BAGUIO CITY, Philippines — This mountain resort city started 2011 on the right track in terms of attracting the influx of more tourists, following the biggest drop in temperature at 11 degrees Celsius in the second day of the year. Around 5 a.m. Sunday, the local office of the Philippine Atmospheric, Geophysical and Astronomical Services Administration (PAGASA) recorded the biggest drop in the city’s temperature since the season of the “hanging amihan” or northeast monsoon began.
Mercury dropped to 11 degrees Celsius compared to the 12.8°C recorded by the weather bureau’s instruments in the early morning of New Year’s Day.
However, local weathermen revealed that local residents and visitors should prepare for the prevalence of much cooler days in the coming months following the expected existence of the tail end of the cold front by February which indicates that the snow in mainland China and Siberia are melting, thus, cooler winds will be blown towards most parts of Northern Luzon.
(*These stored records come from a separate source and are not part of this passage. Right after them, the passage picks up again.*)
PR #448, opened 2017-08-11
Gramps 'Views' are not named in the window header

SNoiraud:
Resolves #001675


sam-m888:
Works , this change will help with users identifying which view they are using 👍 

titles-for-views-gramps50

sam-m888:
Thank you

Last year, the city’s lowest temperature played between 12.4 to 14 degrees Celsius which was much lower compared to the normal 15 to 17 degrees Celsius recorded by the weather bureau during the previous months.
Because of the continuous drop in the city’s temperature, local businessmen engaged in the sale of clothes are now wrecking havoc in terms of their sales following the mad rush for the purchase of thick clothes by local residents and visitors who want to protect themselves from the effects of the cold days ahead.
If local businessmen are happy over the prevalence of colder days because of the expected influx of more visitors who are willing to spend, the situation is totally different in the vegetable-producing areas of nearby Benguet considering that they are now bracing for the expected serious negative effects of frosts bites to their crops which are on their vegetative, flowering and harvestable stages.
Frost bites usually happen when ice crystals caused by the drop in temperature form on the leaves of plants which result in the wilting of the leaves once the same is exposed to direct sunlight.
Once the frost is not removed from the leaves of plants before being hit by the rays of the sun, the plants will die.